Erosion of the fundamental sanctity of life and abrogation of God's perogative to end life
The Nazis carried out mass compulsory euthanasia of anyone with incurable diseases, mental illness or learning disabilities. Within months they emptied the hospitals and assylums of Poland. Documents refer to the 'disinfection' of people with a life expectancy of less than 10 years. Although this was termed 'mercy killing' (and in the early days some families requested it for children with interminable suffering) no efforts were made to make this painless and most died terrifying deaths in the gas vans or by phenol injection.

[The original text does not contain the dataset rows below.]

PR #9080, opened 2022-11-27
Info: Support accessing a log of alternate accounts

mia-pi-git:
Approved by US.
This PR infrastructure to record namechanges server-side. It's meant to be a native integration of Officer Jenny's `~alts` command that's used frequently among staff, but one that has a better data source than just watching join/leave messages. The renames will be stored in a fairly simple database table that's primary keyed on `oldID, newID` to cut down on data use. Each pair will also have the latest IP stored, updated whenever that rename happens.
Unlike `~alts`, this is gated to global staff for privacy reasons (and related IP data is restricted to moderators and up).

### DIFF
--- a/server/chat-commands/info.ts
+++ b/server/chat-commands/info.ts
@@ -2866,9 +2866,93 @@ export const commands: Chat.ChatCommands = {
 			);
 		}
 	},
+	altlog: 'altslog',
+	altslog(target, room, user) {
+		this.checkCan('lock');
+		target = toID(target);
+		if (!target) {
+			return this.parse(`/help altslog`);
+		}
+		return this.parse(`/join view-altslog-${target}`);
+	},
+	altsloghelp: [
+		`/altslog [userid] - View the alternate account history for the given [userid]. Requires: % @ &`,
+	],
+};
+
+export const handlers: Chat.Handlers = {
+	onRename(user, oldID, newID) {
+		if (oldID === newID || !Config.usesqlite || [oldID, newID].some(f => f.startsWith('guest'))) return;
+		void Chat.database.run(
+			`REPLACE INTO alts_log (to_id, from_id, ip) VALUES (?, ?, ?)`,
+			[newID, oldID, user.latestIp]
+		);
+	},
 };
 
 export const pages: Chat.PageTable = {
+	async altslog(query, user) {
+		this.checkCan('lock');
+		this.title = '[Alts Log]';
+		const target = toID(query.shift());
+		if (!target) {
+			return this.errorReply(`Please specify a user to find alternate accounts for.`);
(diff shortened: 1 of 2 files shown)


server/chat-commands/info.ts
```diff
@@ -2866,9 +2866,93 @@ export const commands: Chat.ChatCommands = {
...
+	async altslog(query, user) {
+		this.checkCan('lock');
+		this.title = '[Alts Log]';
+		const target = toID(query.shift());
+		if (!target) {
+			return this.errorReply(`Please specify a user to find alternate accounts for.`);
+		}
+		this.title += ` ${target}`;
+		if (!Config.usesqlite) {
+			return this.errorReply(`The alternate account log is current disabled.`);
```
AnnikaCodes, line 2903:
```suggestion
			return this.errorReply(`The alternate account log is currently disabled.`);
```

server/chat-commands/info.ts
```diff
@@ -2866,9 +2866,93 @@ export const commands: Chat.ChatCommands = {
...
+		}
+		const rawLimit = query.shift() || "100";
+		const num = parseInt(rawLimit);
+		if (num > 3000) {
+			return this.errorReply(`3000 is the maximum number of results from the alternate account log.`);
+		}
+		if (isNaN(num)) {
+			return this.errorReply(`The max results must be a real number (received "${rawLimit}")`);
+		}
```
AnnikaCodes, line 2912: Should you check for negative numbers?

mia-pi-git: ...Maybe? This is only realistically gonna be used in a button and SQLite _does_ technically support negative limits. There's no real harm if we don't check - dunno what to tell anyone going out of their way to handicap themselves.
There's also no real reason not to check, so it pretty much comes down to preference. I have no opinion either way.

server/chat-commands/info.ts
mia-pi-git: Whoops.

server/chat-commands/info.ts
AnnikaCodes: A negative LIMIT will make SQLite return all results, which defeats the max of 3000.

mia-pi-git: Does it? Fascinating. Will swap, then.

AnnikaCodes: [SQLite docs](https://www.sqlite.org/lang_select.html#limitoffset):
> If the LIMIT expression evaluates to a negative value, then there is no upper bound on the number of rows returned.

AnnikaCodes (approved):

AnnikaCodes:
Thanks!

PR #9083, opened 2022-11-28
Use `[Gen 9] Anything Goes` as default format for /vtm

Karthik99999:


server/chat-commands/core.ts
```diff
@@ -1395,11 +1395,9 @@ export const commands: Chat.ChatCommands = {
 		}
 		if (!target) return this.errorReply(this.tr`Provide a valid format.`);
 		const originalFormat = Dex.formats.get(target);
-		// Note: The default here of [Gen 8] Anything Goes isn't normally hit; since the web client will send a default format
-		const format = originalFormat.effectType === 'Format' ? originalFormat : Dex.formats.get(
-			'[Gen 8] Anything Goes'
-		);
-		if (format.effectType !== this.tr`Format`) return this.popupReply(this.tr`Please provide a valid format.`);
+		// Note: The default here of [Gen 9] Anything Goes isn't normally hit; since the web client will send a default format
+		const format = originalFormat.effectType === 'Format' ? originalFormat : Dex.formats.get('[Gen 9] Anything Goes');
```
urkerab, line 1399: Would it be too cheaty to use `'ag'` as that's always an alias for the latest gen Anything Goes?

Karthik99999: Probably not. I would use `'anythinggoes'` to make it more clear though

DaWoblefet:
Thanks Karthik!

PR #9085, opened 2022-11-28
Gen 1: Fix Toxic-Haze interaction

livid-washed:
This patches fixes the interaction between Toxic and Haze. After Haze is used, on cart, the previous Toxic counter is never referred to again. I simulate this behavior by making Haze remove the Toxic counter. While this is different to cart in implementation, it should be identical in result.


AnnikaCodes:
Thanks!

PR #9223, opened 2022-12-23
Add new testing API extending /evalbattle scope

Slayer95:
- Support for ``p1``, ``p2``, ``p1a``, ``p1b``...
- Support for fast access to specific Pokémon via their species ids.

### DIFF
--- a/test/common.js
+++ b/test/common.js
@@ -14,6 +14,14 @@ function capitalize(word) {
 }
 
 /**
+ * @typedef TestContext
+ * @prop {Sim.Battle} battle - Simulated battle
+ * @prop {Sim.Side} [key: SideID] - Sides: p1, p2...
+ * @prop {Sim.Pokemon} [key: PokemonSlot] - Pokemon: p1a, p1b, p2a...
+ * @prop {Sim.Pokemon} [key: string]
+ */
+
+/**
  * The default random number generator seed used if one is not given.
  */
 const DEFAULT_SEED = [0x09917, 0x06924, 0x0e1c8, 0x06af0];
@@ -110,6 +118,34 @@ class TestTools {
 		}
 
 		return new Sim.Battle(battleOptions);
+	}
+
+	/**
+	 * Creates a new Battle and returns it.
+	 *
+	 * @param {Object} [options]
+	 * @param {Team[]} [teams]
+	 * @returns {TestContext} Test context.
+	 */
+	testCtx(options, teams) {
+		const battle = this.createBattle(options, teams);
+		const ctx = {battle};
+		const bySpecies = new Map();
+		for (const side of battle.sides) {
+			ctx[side.id] = side;
+			for (const [i, pokemon] of side.pokemon.entries()) {
+				ctx[`${side.id}${String.fromCharCode(97 + i)}`] = pokemon;
+				if (bySpecies.has(pokemon.species.id)) {
+					bySpecies.set(pokemon.species.id, null);
+				} else {
+					bySpecies.set(pokemon.species.id, pokemon);
+				}
+			}
+		}
+		for (const [speciesId, pokemon] of bySpecies) {
+			if (pokemon) ctx[speciesId] = pokemon;
+		}
+		return ctx;
 	}
 
 	/**
--- a/test/sim/abilities/berserk.js
+++ b/test/sim/abilities/berserk.js
@@ -3,41 +3,39 @@
 const assert = require('./../../assert');
 const common = require('./../../common');
 
-let battle;
+let ctx;
 
 describe('Berserk', function () {
 	afterEach(function () {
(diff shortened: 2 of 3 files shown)


MathyFurret:
This looks nice but one suggestion: the Pokemon identifiers shouldn't have the forme names

test/common.js
```diff
@@ -112,6 +120,34 @@ class TestTools {
...
 	}
 
+	/**
+	 * Creates a new Battle and returns it.
+	 *
+	 * @param {Object} [options]
+	 * @param {Team[]} [teams]
+	 * @returns {TestContext} Test context.
+	 */
+	testCtx(options, teams) {
```
mia-pi-git, line 130:
```suggestion
	testCtx(options, teams) {
```
Nit: `testContext` instead of `testCtx` for the function name is clearer and more consistent with the rest of the codebase. I'd lean towards `getTestContext` given it's a function, though.

Slayer95:
Updated per review

DaWoblefet:
I have mixed feelings.

On readability:
I like the nice shorthand with p2a and mon names. It makes it easier to follow along during the logic of the test. I do think it makes the initial declaration a bit worse - the Dancer examples you converted are pretty long now. If you're checking multiple Pokemon in a non-singles format with a hardcoded RNG seed you may well have to scroll to read everything.

On writability:
This is more a logistical thing, but I'm not a huge fan of adding another "new way we write tests" in our already split tests codebase. It's of course not your job to convert thousands of tests.

In the transition period, it introduces a real inconvenience when working with a tests file that already exists. Normally, when folks write tests, they simply copy another test in the correct format and just edit that. But then you can't have both this new style and the old style of tests running in the same file, because battle means something different. This would require a developer submitting a fix for one mechanic to update the formatting of potentially dozens more in the same file to use the new context-based format (minimally, you can't just drop a ``let ctx;`` and ``ctx.battle.destroy()`` and expect it to behave).

On performance:
Is there any significant difference? Just benchmarking what you've currently done before and after is fine. A full mocha already takes a decent bit to run and I'd rather us steer away from performance loss unless it's a significant benefit.

Slayer95:
Thanks for your thorough review, @DaWoblefet 

> I like the nice shorthand with p2a and mon names [...] I do think it makes the initial declaration a bit worse

I noticed the recurrent pattern of declaring ``const [species] = battle.pX.active[?]`` which many contributors follow, so the destructuring makes it more concise.

> the Dancer examples you converted are pretty long now.

Good point. Then it's probably better to avoid renaming the destructured Pokémon positions. Then the reader will not actually need to read the first line and _just know_ what the variables mean, which is the main objective.

> But then you can't have both this new style and the old style of tests running in the same file, because battle means something different.

In fact, it's the same type of ``battle``, just with different scopes. Therefore, there wouldn't be any problem keeping both styles in a single file.

> It's of course not your job to convert thousands of tests.

Though I may just migrate them all automatically, so there won't be any transition. For free, really. Of course, that's assuming you all like this API. I would've already done had I not been afraid it would make the diff huge.

> On performance:
Is there any significant difference? Just benchmarking what you've currently done before and after is fin

I'll have a look.

DaWoblefet:
Just to clarify, what is actually needed then to run context-based tests simultaneously with the current format? I kept getting issues related to battles being unable to be destroyed. For my testing, I just copy-pasted one of the new Dancer tests into the Room Service tests file.

If you just copy-paste the test straight-up:
<details>
  1) Room Service
       should only copy dance moves used by other Pokemon:
     ReferenceError: ctx is not defined
      at Context.<anonymous> (test\sim\items\roomservice.js:48:34)
      at process.processImmediate (node:internal/timers:471:21)

  2) Room Service
       "after each" hook for "should only copy dance moves used by other Pokemon":
     TypeError: Cannot read properties of null (reading 'destroy')
      at Battle.destroy (dist\sim\battle.js:2546:16)
      at Context.<anonymous> (test\sim\items\roomservice.js:10:10)
      at process.processImmediate (node:internal/timers:471:21)
</details>
If you add ``let ctx;`` and ``ctx.battle.destroy();``
<details>
  1) Room Service
       "after each" hook for "should activate when Trick Room is set":
     TypeError: Cannot read properties of undefined (reading 'battle')
      at Context.<anonymous> (test\sim\items\roomservice.js:12:7)
      at process.processImmediate (node:internal/timers:471:21)
</details>

Whatever I am doing wrong is likely what the novice developer would be doing wrong.

Slayer95:
Oh I see! Yea, sorry. It turns out that the ``afterEach`` hooks would then need to be updated with a conditional clause:``if (battle) battle.destroy()`` and ``if (ctx) ctx.battle.destroy()``

It would be for the best if an agreement could be reached to migrate the tests. I'll post back when I do the benchmarks.

PR #9226, opened 2022-12-23
Fix Hyper Drill breaking protect instead of ignoring it

Karthik99999:
https://www.smogon.com/forums/threads/bug-reports-v4-read-original-post-before-posting.3663703/post-9439330


DaWoblefet:
Thanks Karthik!

PR #9227, opened 2022-12-24
Implement proper Origin forme mechanics

Karthik99999:
- Added the Adamant Crystal, Lustrous Globe, and Griseous Core, which are all required to be held by their respective Origin formes
- The Griseous Orb is now Identical to the other Orbs, providing a power boost to base Giratina and is able to be knocked off

This definitely would affect metagames like randbats, which currently has the origin formes holding items like Choice Specs and Choice Scarf, so this would be a pretty big nerf to them. ~~This is also a direct nerf to Giratina Origin, as it can no longer get the power boost from Griseous Orb while still being locked to one item.~~ I don't think there's much of an argument to not implement this since we usually try to follow cart mechanics as much as possible, but I just thought that some might not want this change with it affecting certain metagames too much despite being mechanics that could (with a very low chance) be changed with an update or DLC.

### DIFF
--- a/data/items.ts
+++ b/data/items.ts
@@ -64,9 +64,6 @@ export const Items: {[itemid: string]: ItemData} = {
 	adamantcrystal: {
 		name: "Adamant Crystal",
 		spritenum: 0, // TODO
-		fling: {
-			basePower: 60,
-		},
 		onTakeItem(item, pokemon, source) {
 			if ((source && source.baseSpecies.num === 483) || pokemon.baseSpecies.num === 483) {
 				return false;
@@ -2333,9 +2330,6 @@ export const Items: {[itemid: string]: ItemData} = {
 	griseouscore: {
 		name: "Griseous Core",
 		spritenum: 0, // TODO
-		fling: {
-			basePower: 60,
-		},
 		onTakeItem(item, pokemon, source) {
 			if ((source && source.baseSpecies.num === 487) || pokemon.baseSpecies.num === 487) {
 				return false;
@@ -3229,9 +3223,6 @@ export const Items: {[itemid: string]: ItemData} = {
 	lustrousglobe: {
 		name: "Lustrous Globe",
 		spritenum: 0, // TODO
-		fling: {
-			basePower: 60,
-		},
 		onTakeItem(item, pokemon, source) {
 			if ((source && source.baseSpecies.num === 484) || pokemon.baseSpecies.num === 484) {
 				return false;
--- a/data/items.ts
+++ b/data/items.ts
@@ -61,6 +61,24 @@ export const Items: {[itemid: string]: ItemData} = {
 		num: 545,
 		gen: 5,
 	},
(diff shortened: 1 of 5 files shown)


data/items.ts
```diff
@@ -61,6 +61,21 @@ export const Items: {[itemid: string]: ItemData} = {
 		num: 545,
 		gen: 5,
 	},
+	adamantcrystal: {
+		name: "Adamant Crystal",
+		spritenum: 0, // TODO
+		onTakeItem(item, pokemon, source) {
+			if ((source && source.baseSpecies.num === 483) || pokemon.baseSpecies.num === 483) {
```
KrisXV, line 68:
```suggestion
			if (source?.baseSpecies.num === 483 || pokemon.baseSpecies.num === 483) {
```

data/items.ts
```diff
@@ -2312,6 +2327,21 @@ export const Items: {[itemid: string]: ItemData} = {
 		num: 286,
 		gen: 4,
 	},
+	griseouscore: {
+		name: "Griseous Core",
+		spritenum: 0, // TODO
```
KrisXV, line 2332: It's not accurate but maybe we could use the existing orb item sprites as placeholders?

data/items.ts
```diff
@@ -2312,6 +2327,21 @@ export const Items: {[itemid: string]: ItemData} = {
...
+		onTakeItem(item, pokemon, source) {
+			if ((source && source.baseSpecies.num === 487) || pokemon.baseSpecies.num === 487) {
```
KrisXV, line 2334:
```suggestion
			if (source?.baseSpecies.num === 487 || pokemon.baseSpecies.num === 487) {
```

data/items.ts
```diff
@@ -3197,6 +3220,21 @@ export const Items: {[itemid: string]: ItemData} = {
 		gen: 2,
 		isPokeball: true,
 	},
+	lustrousglobe: {
+		name: "Lustrous Globe",
+		spritenum: 0, // TODO
+		onTakeItem(item, pokemon, source) {
+			if ((source && source.baseSpecies.num === 484) || pokemon.baseSpecies.num === 484) {
```
KrisXV, line 3227:
```suggestion
			if (source?.baseSpecies.num === 484 || pokemon.baseSpecies.num === 484) {
```

KrisXV (approved):

Karthik99999:
> I haven’t seen any confirmation one way or the other that the transformation items do or don’t have the power boost.

Just tested this in game, and I actually did get damage rolls that showed that the origin items do have the damage boost that the orbs get. Will go ahead and implement that, thank you for bringing that up.

data/items.ts
Karthik99999: Yeah that seems fine. I'll leave the TODO comment so we can remember to change it.

DaWoblefet:
Thanks Karthik!

PR #9228, opened 2022-12-25
Build: Generate sourcemaps

MathyFurret:
This is needed for debuggers to work

LMK if this should be made optional via environment variable


AnnikaCodes:
Thanks!

PR #9229, opened 2022-12-25
Show Terastallization in switch details

MathyFurret:
Requires client update


MathyFurret:
It may be redundant to include the type, but I will probably keep it just for convenience with Illusion shenanigans

PR #9232, opened 2022-12-26
Tournaments: Shuffle loser bracket seeds

MathyFurret:
Currently, the losers' bracket is seeded in the same order as the winners' bracket. This too often results in players being matched up with the same opponent they had in the winners' bracket. Shuffling the seeds at each level will keep this from happening as often.

### DIFF
--- a/server/tournaments/generator-elimination.ts
+++ b/server/tournaments/generator-elimination.ts
@@ -245,6 +245,7 @@ export class Elimination {
 			for (const depth in matchesByDepth) {
 				if (depth === '0') continue;
 				const matchesThisDepth = matchesByDepth[depth];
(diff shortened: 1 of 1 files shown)


MathyFurret:
Currently deciding if i should figure out how to test this in a unit test environment or just invite people to my side server to test. I can only open so many incognito windows before i go insane

AnnikaCodes:
@sirDonovan might know about testing tournaments? I can deploy this on staging.psim.us if you want.

sirDonovan:
In the past I used a private server to test changes with multiple players when needed so that would be helpful @AnnikaCodes

MathyFurret:
Tried to recruit people from Main's Lobby to test but this doesn't seem conclusive
image

PR #9239, opened 2022-12-27
Don't reveal Dudunsparce forme on Team Preview

Karthik99999:
~~I know this literally does not matter~~
The Dudunsparce formes share a menu sprite, so you shouldn't be able to tell which one the opponent brought.


KrisXV:
ty

PR #9240, opened 2022-12-27
Gen 5: Fix Umbreon learnset

MathyFurret:


Marty-D:
Just to note, I think this applies to every Pokemon; presumably moves already learned in BW were not updated for B2W2.

PR #9242, opened 2022-12-27
Fix mocha for paths with whitespace

adrivrie:
Adding quotes around the path in a command line command make it work with whitespace in the path.

I thought "User Files" was a default directory in Windows, but now I'm thinking I may have put the whitespace there myself which would make me very silly. Regardless, this fix should help some people (including me).


AnnikaCodes:
Thanks!

PR #9243, opened 2022-12-27
Gen 1: Implement Dig/Fly invulnerability glitch, partially fix charging moves and Mirror Move

livid-washed:
This patch does a few things:
- pokemon.lastMove is reset to null whenever a switch is made. This ensures that Mirror Move fails when used by a newly switched in Pokemon, against an enemy that has not attacked since the switch.
- The charging turn of a two-turn move does not update pokemon.lastMove. In particular, Mirror Move will use the previous move made by the enemy (or fail if there was no previous move). If the enemy's Metronome calls a two-turn move, Mirror Move will call Metronome.
- Two-turn moves are paused if the Pokemon using the two-turn move is put to sleep, frozen, flinched, or partially trapped. The Pokemon cannot switch.
- Two-turn moves end if they fail because they are disabled.
- Two-turn moves only use PP in the attacking turn, not the charging turn.
- If a two-turn move is called by Metronome or Mirror Move, the calling move uses PP only in the attacking turn.
- Introduce a new 'invulnerability' (semi-invulnerability) volatile for Gen 1, associated with Dig and Fly.
- Dig/Fly invulnerability glitch: if a Pokemon gets fully paralyzed while semi-invulnerable, it will remain semi-invulnerable until it switches out or fully executes a Dig/Fly.

This should close the other PR relating to Dig/Fly glitch: https://github.com/smogon/pokemon-showdown/pull/8882/files

### DIFF
--- a/.mocharc.json
+++ b/.mocharc.json
@@ -1,5 +1,5 @@
 {
-  "spec": ["test/main.js", "test/lib/**/*.js", "test/server/**/*.js", "test/sim/**/*.js", "test/tools/**/*.js", "test/random-battles/**/*.js"],
+  "spec": ["test/main.js", "test/sim/moves/mirrormove.js", "test/sim/misc/twoturnmoves.js"],
   "grep": "^((?!\\(slow\\)).)*$",
   "reporter": "dot",
   "ui": "bdd",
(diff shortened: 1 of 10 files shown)


AnnikaCodes:
Thanks!

PR #9245, opened 2022-12-28
Fix Glaive Rush again

Karthik99999:
Hopefully this is the last time we fix this


DaWoblefet:
Thanks Karthik (and Marty!)

PR #9250, opened 2022-12-29
Fix Room Service boost source

Karthik99999:
Probably would be better to refactor the pseudo weather event to use `eachEvent` but I'm lazy


DaWoblefet:
Thanks Karthik!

Removal of boundaries in the arena of sexual behaviour
Another thing which sets us apart from animals is that we are not merely driven by instincts but have the ability to control our sexual behaviour. Even primitive societies have some concept of this, with some limitations on acceptable kinds of relationship. In the death camps, however, prisoners were subjected to every kind of sexual degradation. The Nazis set up brothels where homosexual prisoners were forced to engage in weekly heterosexual prostitution. The Nazis liberalised attitudes to illegitimacy and its only real concern was the expansion of the population as quickly as possible.

The triumph of expediency over morals
Nazi philosophy lacked any fundamental moral principles; their only principle was expediency. Whatever tended towards the achievement of their ends of Aryan domination and expansion was acceptable. Thus the Nazis justified killing the chronically ill because this saved food for the rest of the population. These people could not work or contribute materially; therefore they were liquidated. Whenever expediency is allowed to justify breaking moral principles, whether in politics or by individuals, it always leads to trouble.

The glorification of aggression and the denigration of compassion, humility or gentleness
Nazi ideology despised weakness and glorified aggression, war and the subjugation of 'inferior' peoples. We see this worked out in the transformation of Nazi doctors from caring professionals to agents of genocide - indeed it has been noted that the betrayal of the Hippocratic oath had a broad basis throughout the German medical profession and without doctors' active help the Holocaust could not have happened. Guards in the camps who treated inmates with any level of decency or compassion were disciplined and the role attracted people of the most sadistic and psychopathic character, of whom the women guards appear to have been particularly warped and brutal like Ruth Neudeck and Irma Grese 'The Beautiful Beast'. Ministers and priests were singled out for systematic humiliation and torture. Most people accept on some level the rightness of the 'Golden Rule' even if they do not carry it out, but the Nazis stood this on its head. No wonder they despised Christianity and harked back to the red-blooded paganism of the past.

Open opposition to God
The Nazis initially attempted to appear to be supportive of Christianity and the main denominations. They soon abandoned this, however, with some key figures espousing neo-paganism outright whilst others sought to rewrite the Bible according to Nazi principles, including modifying the character of our beloved Lord into a more warlike Aryan figure. Salvation by faith in Jesus was expressly attacked. Christians were required to swear oaths to Hitler and the Nazi party claimed to have sovereignty in all matters including over the beliefs and affairs of believers, with obvious difficulties for true Christians.

In the light of all this, while I firmly believe that in the Holocaust the Nazis, in the words of Corrie ten Boom's father, 'touched the apple of God's eye', they also led the rest of society down a path that consisted of the repudiation of every aspect of God's plan for mankind. Thus, when we read about its effects , we find ourselves looking over the edge and into the abyss that is life without the presence or activity of God.